Di Tricia Lobo, aggiornato il 30 agosto 2022
Gli enzimi accelerano le reazioni chimiche abbassando l'energia di attivazione. La maggior parte degli enzimi funziona meglio tra 35°C e 40°C, un intervallo in cui l'aumento dell'energia cinetica migliora il legame con il substrato senza causare denaturazione. Il superamento di questa finestra può dispiegare in modo irreversibile la proteina e arrestarne l'attività.
Selezionare un metodo affidabile per quantificare la formazione del prodotto in ciascun punto di temperatura. Le opzioni comuni includono la spettrofotometria (conversione dell'assorbanza in concentrazione utilizzando una curva di calibrazione) o test di fluorescenza che correlano l'intensità con la quantità di prodotto.
Combinare l'enzima e il substrato in una fiala di scintillazione sigillata per prevenire l'evaporazione. Posizionare la fiala in un bicchiere più grande pieno d'acqua e montare il bicchiere su una piastra riscaldante. Inserisci un termometro calibrato nel bicchiere per monitorare accuratamente la temperatura della soluzione.
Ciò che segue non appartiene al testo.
PR #2334, opened 2025-06-11
fix!: Fixed bugs in model CFG handling and improved CFG signatures

zrho:
This PR fixes some bugs and a design error related to model CFGs. The signature of a control flow region and of a dataflow block is now of the form `(core.ctrl ?inputs ?outputs)` where `?inputs` and `?outputs` are lists of lists of types. Each item in the outer list corresponds to a branch and the items in the inner lists of the types of the values that are transmitted in that branch.

BREAKING CHANGE: The model CFG signature types were changed.

### DIFF
--- a/hugr-core/src/export.rs
+++ b/hugr-core/src/export.rs
@@ -14,7 +14,7 @@ use crate::{
     },
     types::{
         CustomType, EdgeKind, FuncTypeBase, MaybeRV, PolyFuncTypeBase, RowVariable, SumType,
-        TypeArg, TypeBase, TypeBound, TypeEnum, TypeRow,
+        TypeArg, TypeBase, TypeBound, TypeEnum,
         type_param::{TypeArgVariable, TypeParam},
         type_row::TypeRowBase,
     },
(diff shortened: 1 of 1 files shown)


hugr-core/src/export.rs
```diff
@@ -742,16 +740,14 @@ impl<'a> Context<'a> {
 
             let mut wrap_ctrl = |types: &TypeRow| {
```
croyzor, line 741: This function is now poorly named - maybe it can even be removed?

hugr-core/tests/snapshots/model__roundtrip_cfg.snap
```diff
@@ -22,10 +22,9 @@ expression: "roundtrip(include_str!(\"../../hugr-model/tests/fixtures/model-cfg.
     (cfg [%0] [%1]
       (signature (core.fn [?0] [?0]))
       (cfg [%2] [%3]
-        (signature (core.fn [(core.ctrl [?0])] [(core.ctrl [?0])]))
+        (signature (core.ctrl [[?0]] [[?0]]))
```
croyzor, line 25: Why do these need two sets of square brackets?

zrho: The outer list is the list of branches. The inner lists are the lists of values for those branches.

hugr-core/tests/snapshots/model__roundtrip_cfg.snap
```diff
@@ -1,6 +1,6 @@
 ---
 source: hugr-core/tests/model.rs
-expression: "roundtrip(include_str!(\"../../hugr-model/tests/fixtures/model-cfg.edn\"))"
+expression: ast
```
croyzor, line 3: Not sure what's going on here?

zrho: There was some refactoring in an earlier PR that changed how the snapshot test is called. The snapshot itself didn't change, and so the snapshot file was still considered valid. Now the snapshot changed, which also led to a change in the metadata that captures how the snapshot test is called.

PR #2336, opened 2025-06-11
fix: update CallGraph and remove_dead_funcs for module-only FuncDefns

acl-cqc:
This should have been part of #2256 but some confusion dates from #2147.

Making a callgraph for only the functions beneath the entrypoint makes no sense - that's either all the functions (if the entrypoint is the root) or at most one of them (if the entrypoint is one of the funcdefns). Of course, we didn't test with any Hugrs that had a non-module-root entrypoint.... so the sensible thing to do now, seems to be for callgraph to ignore the entrypoint. (We can optimize it looking for FuncDefns tho, they are now easy to find.)

Dead function removal allowed specifying starting points for analysis (top-level FuncDefns) but only if the Hugr's entrypoint was the module. There seems no good reason not to allow specifying module-level FuncDefns even if the entrypoint is lower, and similarly, we should use the entrypoint as  one starting point (perhaps among many) for analysis...

(One could rename `entry_points` used by analysis to "starting_points" but that would be breaking)

### DIFF
--- a/hugr-passes/src/call_graph.rs
+++ b/hugr-passes/src/call_graph.rs
@@ -26,7 +26,7 @@ pub enum CallGraphNode<N = Node> {
 }
 
 /// Details the [`Call`]s and [`LoadFunction`]s in a Hugr.
-/// 
+///
 /// Each node in the `CallGraph` corresponds to a [`FuncDefn`] or [`FuncDecl`] in the Hugr;
 /// each edge corresponds to a [`Call`]/[`LoadFunction`] of the edge's target, contained in
 /// the edge's source.


hugr-passes/src/dead_funcs.rs
```diff
@@ -35,30 +35,17 @@ fn reachable_funcs<'a, H: HugrView>(
...
-        for n in entry_points {
-            if !h.get_optype(n).is_func_defn() || h.get_parent(n) != Some(h.entrypoint()) {
-                return Err(RemoveDeadFuncsError::InvalidEntryPoint { node: n });
-            }
-            d.stack.push(cg.node_index(n).unwrap());
-        }
-        d
-    } else {
-        if let Some(n) = entry_points.next() {
-            // Can't be a child of the module root as there isn't a module root!
```
acl-cqc, line 53: This comment has been bad since #2147 ...

ss2165 (approved):
nice 👍

PR #2300, opened 2025-06-03
feat: Add serial data types for SimpleReplacement and PersistentHugr

lmondada:
This PR provides serde serialization/deserialization support for `SimpleReplacement` as well as the main types in the `PersistentHugr` implementation as discussed in #2253.

This can also be used as a template for other types that require ser/deser implementations in the future.

Closes https://github.com/CQCL/hugr/issues/2253

PR #2344, opened 2025-06-16
feat(persistent): Add serialisation for CommitStateSpace

### LINKED ISSUE #2299: Replace PointerEqResolver by hash-based resolver
Currently `PersistentHugr` uses `PointerEqResolver` which generates NodeIDs non-deterministically. Replace this with a deterministic hash-based resolver.

lmondada:
This PR adds serialisation for the `CommitStateSpace` type, following the pattern of #2300. To make the serialisation/deserialisation deterministic, a new `Resolver` is introduced.

Resolvers define a notion of equivalence between commits in the state space. The simplest resolver is `PointerEqResolver`, which considers commits to be equivalent if they point to the same data in memory. The "key" to that commit is the memory pointer, and so is non-deterministic.

The new resolver determines commit equivalence by computing a hash of the serialised data. This is not very efficient and will have to be improved in the future, but it is correct and convenient to use for the time being. For this purpose, a fast, reproducible and platform-independent hash is used (`wyhash`).

To accomodate multiple resolves, `CommitStateSpace` and `PersistentHugr` had to be made generic over the resolver type.

Closes #2299

### DIFF
--- a/Cargo.lock
+++ b/Cargo.lock
@@ -1351,6 +1351,7 @@ dependencies = [
  "delegate",
  "derive_more 1.0.0",
  "hugr-core",
+ "insta",
  "itertools 0.14.0",
  "lazy_static",
  "petgraph 0.8.1",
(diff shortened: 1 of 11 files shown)


mark-koch (approved):
Looks good to me 👍

PR #2364, opened 2025-06-23
ci: ensure std extension versions are updated if they change

### LINKED ISSUE #2363: ci: check extension versions are updated if serialization changes

ss2165:
Closes #2363


scripts/check_extension_versions.py
```diff
@@ -0,0 +1,84 @@
...
+
+
+def get_changed_files() -> list[Path]:
+    """Get list of changed extension files in the PR"""
+    # Use git to get the list of files changed compared to main
+    cmd = [
+        "git",
+        "diff",
+        "--name-only",
+        "origin/main",
```
aborgna-q, line 16: This will compare against
- The latest `main`, in PRs and the merge queue.
- The same commit, in `push`-to-main runs

For the former, we should pass the PR's target commit instead so it's safer.
```yaml
${{ github.event.pull_request.base.sha || github.event.merge_group.base.sha }}
```

For the runs on merged commits, I say we should compare against the latest release, so we can ensure that fixes work.
```bash
git describe --abbrev=0 --match="hugr-v[0-9]*"
```

aborgna-q: Or probably 
```
git describe --abbrev=0 --match="hugr-v[0-9]*" $TARGET_SHA
```
in the PR case, since there may have been a release in `main` 🤔

aborgna-q (approved):

PR #2367, opened 2025-06-24
feat: add toposort to HUGR-py

CalMacCQ:
Basic Toposort implementation with [Kahn's algorithm](https://en.wikipedia.org/wiki/Topological_sorting#Kahn's_algorithm).

This is my first code contribution to hugr-py so any pointers on how to write a good test would be appreciated. Spent quite some time trying to figure out the graph builder.

### DIFF
--- a/hugr-py/src/hugr/hugr/base.py
+++ b/hugr-py/src/hugr/hugr/base.py
@@ -237,7 +237,7 @@ class Hugr(Mapping[Node, NodeData], Generic[OpVarCov]):
             parent: The parent node of the region to sort.
 
         Raises:
-            ValueError: If the hugr contains a cycle.
+            ValueError: If the region contains a cycle.
 
         Examples:
             >>> from hugr.build.tracked_dfg import TrackedDfg


hugr-py/tests/test_hugr_build.py
```diff
@@ -404,3 +405,19 @@ def test_option() -> None:
...
+    q = f.add_op(H, q).out(0)
+    b0 = f.add_op(Not, b)
+    b1 = b
+
+    f.set_outputs(q, b0, b1)
+
+    validate(Package([f.hugr], [QUANTUM_EXT]))
+
+    sorted_nodes = f.hugr.get_sorted_nodes(f.hugr.module_root)
+    assert len(list(sorted_nodes)) == len(list(f.hugr))
```
CalMacCQ, line 423: This is a bad test. Will replace with asserting that the sort is a valid topological ordering

aborgna-q (dismissed):

hugr-py/src/hugr/hugr/base.py
```diff
@@ -227,6 +227,28 @@ def nodes(self) -> Iterable[tuple[Node, NodeData]]:
...
+            if visit_dict[node] == 0:
+                queue.put(node)
+
+        while not queue.empty():
+            new_node = queue.get()
+            yield new_node
+
+            for node in self.children(new_node):
+                if self.has_link(new_node.out(1), node.inp(1)):
+                    visit_dict[node] -= 1
```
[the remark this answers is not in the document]
CalMacCQ: Thanks for your help.

just to clarify here `node` is the node that you pop from the queue? I've used `new_node` for that. I think I might switch to your naming for clarity

CalMacCQ:
[This implementation](https://github.com/CQCL/hugr-phase-fold/commit/463a36c76d10b1e0c69b9b9fbbda56e6d3e91776) handles non-local edges

aborgna-q:
> We may also want to check that there are no cycles

If `queue` is empty but `visit_dict` still has elements then there are things that we couldn't reach, so there is a loop and we should raise an error.

hugr-py/src/hugr/hugr/base.py
```diff
@@ -227,6 +227,43 @@ def nodes(self) -> Iterable[tuple[Node, NodeData]]:
         """
         return self.items()
 
+    def sort_region_nodes(self, parent: Node) -> Iterator[Node]:
```
aborgna-q, line 230: "sorted", to use python parlance

hugr-py/src/hugr/hugr/base.py
```diff
@@ -227,6 +227,43 @@ def nodes(self) -> Iterable[tuple[Node, NodeData]]:
...
+        """Iterator over topological ordering of all the hugr nodes within a region."""
```
aborgna-q, line 231: Add `Args` and `Raises` to the docs.
Maybe also an `Example` (see the other methods in this file).

And mention that external edges get ignored.

hugr-py/tests/test_hugr_build.py
```diff
@@ -404,3 +405,47 @@ def test_option() -> None:
     dfg.set_outputs(b)
 
     validate(dfg.hugr)
+
+
+# a helper for the toposort tests
+def _build_test_hugrfn() -> Function:
```
aborgna-q, line 411: You can mark this as a fixture,
```suggestion
@pytest.fixture
def simple_function() -> Function:
    """A helper for the toposort tests."""
```

And then use it as a parameter to the tests
```python
def test_toposort(simple_function: Function) -> None: ...
```

hugr-py/tests/test_hugr_build.py
```diff
@@ -404,3 +405,47 @@ def test_option() -> None:
...
+
+    f.set_outputs(q, nnot, b)
+    return f
+
+
+# https://github.com/CQCL/hugr/issues/2350
+def test_toposort() -> None:
+    f = _build_test_hugrfn()
+
+    validate(Package([f.hugr], [QUANTUM_EXT]))
```
aborgna-q, line 428: This should go in the function building function rather than the toposort test

hugr-py/tests/test_hugr_build.py
```diff
@@ -404,3 +405,47 @@ def test_option() -> None:
...
+
+    nodes = list(f.hugr)
+    func_node = nodes[1]
+
+    sorted_nodes = list(f.hugr.sort_region_nodes(func_node))
+    assert set(sorted_nodes) == {f.input_node, f.output_node, nodes[4], nodes[5]}
```
aborgna-q, line 434: I guess the "safer" way of checking this rather than indexing into the nodes array is something like
```suggestion
    assert set(sorted_nodes) == set(f.hugr.children(f))
```

hugr-py/tests/test_hugr_build.py
```diff
@@ -404,3 +405,47 @@ def test_option() -> None:
...
+    assert sorted_nodes[0] == f.input_node
+    assert sorted_nodes[-1] == f.output_node
+
+
+def test_toposort_error() -> None:
+    # Test that we get an error if we toposort an invalid hugr containing a cycle
+    f = _build_test_hugrfn()
+
+    nodes = list(f.hugr)
+    func_node = nodes[1]
```
aborgna-q, line 444: `Function` implements `ToNode`, you can use it directly to refer to the region node,
```python
list(f.hugr.sort_region_nodes(f))
```

hugr-py/tests/test_hugr_build.py
```diff
@@ -404,3 +405,47 @@ def test_option() -> None:
...
+
+    # Add a loop, invalidating the HUGR
+    f.hugr.add_link(nodes[4].out_port(), nodes[4].inp(0))
```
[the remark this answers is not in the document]
CalMacCQ: Hmmm I get this error

```
simple_fn = Function(parent_node=Node(1))

    def test_toposort_error(simple_fn: Function) -> None:
        # Test that we get an error if we toposort an invalid hugr containing a cycle
        nodes = list(simple_fn.hugr)
        func_node = nodes[1]
    
        # Add a loop, invalidating the HUGR
>       simple_fn.hugr.add_link(simple_fn.input_node, simple_fn.output_node)

hugr-py/tests/test_hugr_build.py:443: 
_ _ _ _ _ _ _ _ _ _ _ _ _ _ _ _ _ _ _ _ _ _ _ _ _ _ _ _ _ _ _ _ _ _ _ _ _ _ _ _ _ _ _ _ _ _ _ _ _ _ _ _ _ _ _ _ _ _ _ _ _ _ _ _ _ _ _ _ _ _ _ _ _ _ _ _ _ _ _ _ _ _ _ _ _ _ _ _ _ _
hugr-py/src/hugr/hugr/base.py:499: in add_link
    src_sub = self._unused_sub_offset(src)
_ _ _ _ _ _ _ _ _ _ _ _ _ _ _ _ _ _ _ _ _ _ _ _ _ _ _ _ _ _ _ _ _ _ _ _ _ _ _ _ _ _ _ _ _ _ _ _ _ _ _ _ _ _ _ _ _ _ _ _ _ _ _ _ _ _ _ _ _ _ _ _ _ _ _ _ _ _ _ _ _ _ _ _ _ _ _ _ _ _

self = Hugr(module_root=Node(0), entrypoint=Node(1), _nodes=[NodeData(op=Module(), parent=None, metadata={}), NodeData(op=Fun...), _SubPort(port=OutPort(Node(2), 0), sub_offset=1): _SubPort(port=InPort(Node(3), 2), sub_offset=0)}), _free_nodes=[])
port = Node(2)

    def _unused_sub_offset(self, port: P) -> _SubPort[P]:
        d: dict[_SO, _SI] | dict[_SI, _SO]
        match port:
            case OutPort(_):
                d = self._links.fwd
            case InPort(_):
                d = self._links.bck
        sub_port = _SubPort(port)
>       while sub_port in d:
E       UnboundLocalError: cannot access local variable 'd' where it is not associated with a value
```

Source

```python
def test_toposort_error(simple_fn: Function) -> None:
    # Test that we get an error if we toposort an invalid hugr containing a cycle
    nodes = list(simple_fn.hugr)
    func_node = nodes[1]

    # Add a loop, invalidating the HUGR
    simple_fn.hugr.add_link(simple_fn.input_node, simple_fn.output_node)
    with pytest.raises(
        ValueError, match="Graph contains a cycle. No topological ordering exists."
    ):
        list(simple_fn.hugr.sort_region_nodes(func_node))
```

hugr-py/src/hugr/hugr/base.py
CalMacCQ: I slightly prefer `sort` as its a verb rather than an adjective but python does have a builtin `sorted` its true.

PR #1, opened 2021-10-14
bootstrap project

sergiusens:


cmatsuoka (approved):
No suprises in the basic project template. We can adjust it as we move forward.

PR #5, opened 2021-10-20
oci: add oci image manipulation support (CRAFT-579)

cmatsuoka:
Retrieve a base image from a docker registry, extract it to use as a
craft-parts overlay base image, repack the parts prime content as
a new layer and create an OCI archive file.

-----

### DIFF
--- a/rockcraft/lifecycle.py
+++ b/rockcraft/lifecycle.py
@@ -52,7 +52,7 @@ def pack():
     if not parts_data:
         raise CraftError("No parts specified.")
 
-    work_dir = Path("build").absolute()
+    work_dir = Path("work").absolute()
     image_dir = work_dir / "images"
     bundle_dir = work_dir / "bundles"
 


rockcraft/oci.py
```diff
@@ -0,0 +1,205 @@
...
+
+        image_dir.mkdir(parents=True, exist_ok=True)
+        image_target = image_dir / image_name
+        _copy_image(f"docker://{image_name}", f"oci:{image_target}")
+
+        ui.emit.message(f"Retrieved base {image_name}")
+
+        return cls(image_name=image_name, path=image_dir)
+
+    def copy_to(self, image_name: str, *, image_dir: Path) -> "Image":
```
sergiusens, line 64: This gets rid of no-self-use
```suggestion
    @staticmethod
    def copy_to(self, image_name: str, *, image_dir: Path) -> "Image":
```

Makefile
```diff
@@ -94,7 +94,7 @@ test-pydocstyle:
 .PHONY: test-pylint
 test-pylint:
 	pylint rockcraft
-	pylint tests --disable=missing-module-docstring,missing-function-docstring,redefined-outer-name
+	pylint tests --disable=missing-module-docstring,missing-function-docstring,redefined-outer-name,no-self-use
```
sergiusens, line 97: This should not be needed with my recommendation

rockcraft/lifecycle.py
```diff
@@ -36,23 +37,46 @@ def pack():
     except OSError as err:
         raise CraftError(err) from err
 
+    name = yaml_data.get("name")
+    if not name:
+        emit.message("Project name not specified.")
```
sergiusens, line 42: aren't these errors?

rockcraft/oci.py
```diff
@@ -0,0 +1,205 @@
...
+    @classmethod
+    def from_docker_registry(cls, image_name: str, *, image_dir: Path) -> "Image":
+        """Obtain an image from a docker registry.
+
+        :param image_name: The image to retrieve, in ``name:tag`` format.
+        :param image_dir: The directory to store local OCI images.
+
+        :returns: The downloaded image.
+        """
+        ui.emit.progress(f"Retrieving base {image_name}")
```
sergiusens, line 54: these emits might be better suited on the caller of this method, same for the one below

rockcraft/oci.py
```diff
@@ -0,0 +1,205 @@
...
+
+        ui.emit.progress(f"Exporting {name}:{tag} to local docker daemon")
+
+        src_path = self.path / f"{name}:{tag}"
+        _copy_image(f"oci:{str(src_path)}", f"docker-daemon:{name}:{tag}")
+
+        ui.emit.message(f"Exported {name}:{tag} to local docker daemon")
+
+    def to_oci_archive(self, tag: str) -> None:
+        """Export the current image to the local docker daemon.
```
sergiusens, line 154: this docstring is the same as the one above, what is the difference (can you add that to the doc?)

tools/freeze-requirements.sh
```diff
@@ -7,7 +7,7 @@ requirements_fixups() {
   sed -i '/^python-apt==/d' "$req_file"
 
   echo "git+https://github.com/canonical/craft-cli.git@616673f9312338c841e0da5de6417056aac88aa5#egg=craft_cli" >> "$req_file"
-  echo "git+https://github.com/canonical/craft-parts.git@47ce20b75a7074dff7f64dbda03b62d5740d5b60#egg=craft_parts" >> "$req_file"
+  echo "git+https://github.com/cmatsuoka/craft-parts.git@f0b13a842f97bb344fe4de468dfd55fa1bf5271b#egg=craft_parts" >> "$req_file"
```
sergiusens, line 10: let's get this merged

rockcraft/lifecycle.py
cmatsuoka: Yes. Will change the emit method accordingly.

rockcraft/oci.py
cmatsuoka: A result of the magic of copy and paste. Fixing.

tools/freeze-requirements.sh
cmatsuoka: Will prepare the PRs.

rockcraft/oci.py
cmatsuoka: Moved emits to caller.

rockcraft/lifecycle.py
```diff
@@ -36,23 +36,51 @@ def pack():
...
+    if not base:
+        raise CraftError("Base not specified.")
+
     parts_data = yaml_data.get("parts")
     if not parts_data:
-        emit.message("No parts specified.")
-        return
+        raise CraftError("No parts specified.")
+
+    work_dir = Path("build").absolute()
```
sergiusens, line 55: no change for now, but calling this build can be problematic as build is also a step for a part and has a directory. I cannot think of a better name?

sergiusens (approved):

Iniziare prelevando un'aliquota da 100 µl a temperatura ambiente (~25°C). Attivare la piastra riscaldante e raccogliere 100 µl di campioni a temperature incrementali (30,5 °C, 31 °C, 31,5 °C e così via) fino a raggiungere i 40 °C. Assicurarsi che ogni campione venga elaborato immediatamente per evitare variazioni di temperatura.
Determinare la concentrazione del prodotto per ciascuna aliquota utilizzando il dosaggio scelto. Tracciare la concentrazione (o la velocità di reazione) rispetto alla temperatura. Il picco di questa curva identifica la temperatura ottimale dell’enzima. Temperature superiori a 40°C mostrano tipicamente un calo dell'attività, indicando l'inizio della denaturazione.